Activity: Your job is to reproduce all of the data exactly.

(Records contained in a dataset)

PR #2808, opened 2024-11-12
misc(stripe): Refact payment method update webhooks

vincent-pochet:
## Context

This PR is related to the remaining ` PaymentProviders::Stripe::HandleEventJob` dead jobs with `BaseService::NotFoundFailure: stripe_customer_not_found`  error

## Description

The main goal of the PR is to refactor the handling of the `setup_intent.succeeded` and `customer.updated` to move the logic in a dedicated webhook service (in the objective of killing the unmaintainable `PaymentProviderCustomers::StripeService`).

It also fixes a case in `setup_intent.succeeded` when the webhook has a `customer` with null value and no Lago ids in the metadata. Since in this specif case the webhook does not target a lago resource, the handling should not raise an error but should be ignored.

### DIFF
--- a/app/services/payment_provider_customers/stripe/update_payment_method_service.rb
+++ b/app/services/payment_provider_customers/stripe/update_payment_method_service.rb
@@ -1,0 +1,43 @@
+# frozen_String_literal: true
+
+module PaymentProviderCustomers
+  module Stripe
+    class UpdatePaymentMethodService < BaseService
+      def initialize(stripe_customer:, payment_method_id:)
+        @stripe_customer = stripe_customer
+        @payment_method_id = payment_method_id
+
+        super
+      end
+
+      def call
+        return result.not_found_failure!(resource: 'stripe_customer') unless stripe_customer
+
+        stripe_customer.payment_method_id = payment_method_id
+        stripe_customer.save!
+
+        reprocess_pending_invoices
+
+        result.stripe_customer = stripe_customer
+        result
+      end
+
+      private
+
+      attr_reader :stripe_customer, :payment_method_id
+
+      delegate :customer, to: :stripe_customer
+
+      def reprocess_pending_invoices
+        invoices = customer.invoices
+          .payment_pending
+          .where(ready_for_payment_processing: true)
+          .where(status: 'finalized')
+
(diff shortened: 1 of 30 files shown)


app/services/payment_provider_customers/stripe/update_payment_method_service.rb
```diff
@@ -0,0 +1,46 @@
...
+
+      def reprocess_pending_invoices
+        invoices = customer.invoices
+          .payment_pending
+          .where(ready_for_payment_processing: true)
+          .where(status: 'finalized')
+
+        invoices.find_each do |invoice|
+          Invoices::Payments::StripeCreateJob.perform_later(invoice)
+        rescue ActiveJob::Uniqueness::JobNotUnique
```
nudded, line 39: I'm not sure this job will raise an error when enqueued twice (`on_conflict: log`)

app/services/payment_providers/webhooks/stripe/setup_intent_succeeded_service.rb
```diff
@@ -0,0 +1,58 @@
...
+          result.stripe_customer = stripe_customer
+          result
+        rescue ::Stripe::PermissionError => e
+          result.service_failure!(code: 'stripe_error', message: e.message)
+        end
+
+        private
+
+        def stripe_customer
+          @stripe_customer ||= PaymentProviderCustomers::StripeCustomer
```
nudded, line 30: this feels too complicated of a query to have to perform here, should we move this to the model instead? (e.g. someone will forget to join to the organization_id at some point)

nudded: And I just noticed it's duplicated in some places as well, I think that's a clear sign it should be a scope or finder method 😄

nudded (changes requested):
Nice!

Left some small comments

app/services/payment_provider_customers/stripe/update_payment_method_service.rb
vincent-pochet: Good catch! It was changed in the job. Updating!

nudded (approved):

Answer below:
PR #2808, opened 2024-11-12
misc(stripe): Refact payment method update webhooks

vincent-pochet:
## Context

This PR is related to the remaining ` PaymentProviders::Stripe::HandleEventJob` dead jobs with `BaseService::NotFoundFailure: stripe_customer_not_found`  error

## Description

The main goal of the PR is to refactor the handling of the `setup_intent.succeeded` and `customer.updated` to move the logic in a dedicated webhook service (in the objective of killing the unmaintainable `PaymentProviderCustomers::StripeService`).

It also fixes a case in `setup_intent.succeeded` when the webhook has a `customer` with null value and no Lago ids in the metadata. Since in this specif case the webhook does not target a lago resource, the handling should not raise an error but should be ignored.

### DIFF
--- a/app/services/payment_provider_customers/stripe/update_payment_method_service.rb
+++ b/app/services/payment_provider_customers/stripe/update_payment_method_service.rb
@@ -1,0 +1,43 @@
+# frozen_String_literal: true
+
+module PaymentProviderCustomers
+  module Stripe
+    class UpdatePaymentMethodService < BaseService
+      def initialize(stripe_customer:, payment_method_id:)
+        @stripe_customer = stripe_customer
+        @payment_method_id = payment_method_id
+
+        super
+      end
+
+      def call
+        return result.not_found_failure!(resource: 'stripe_customer') unless stripe_customer
+
+        stripe_customer.payment_method_id = payment_method_id
+        stripe_customer.save!
+
+        reprocess_pending_invoices
+
+        result.stripe_customer = stripe_customer
+        result
+      end
+
+      private
+
+      attr_reader :stripe_customer, :payment_method_id
+
+      delegate :customer, to: :stripe_customer
+
+      def reprocess_pending_invoices
+        invoices = customer.invoices
+          .payment_pending
+          .where(ready_for_payment_processing: true)
+          .where(status: 'finalized')
+
(diff shortened: 1 of 30 files shown)


app/services/payment_provider_customers/stripe/update_payment_method_service.rb
```diff
@@ -0,0 +1,46 @@
...
+
+      def reprocess_pending_invoices
+        invoices = customer.invoices
+          .payment_pending
+          .where(ready_for_payment_processing: true)
+          .where(status: 'finalized')
+
+        invoices.find_each do |invoice|
+          Invoices::Payments::StripeCreateJob.perform_later(invoice)
+        rescue ActiveJob::Uniqueness::JobNotUnique
```
nudded, line 39: I'm not sure this job will raise an error when enqueued twice (`on_conflict: log`)

app/services/payment_providers/webhooks/stripe/setup_intent_succeeded_service.rb
```diff
@@ -0,0 +1,58 @@
...
+          result.stripe_customer = stripe_customer
+          result
+        rescue ::Stripe::PermissionError => e
+          result.service_failure!(code: 'stripe_error', message: e.message)
+        end
+
+        private
+
+        def stripe_customer
+          @stripe_customer ||= PaymentProviderCustomers::StripeCustomer
```
nudded, line 30: this feels too complicated of a query to have to perform here, should we move this to the model instead? (e.g. someone will forget to join to the organization_id at some point)

nudded: And I just noticed it's duplicated in some places as well, I think that's a clear sign it should be a scope or finder method 😄

nudded (changes requested):
Nice!

Left some small comments

app/services/payment_provider_customers/stripe/update_payment_method_service.rb
vincent-pochet: Good catch! It was changed in the job. Updating!

nudded (approved):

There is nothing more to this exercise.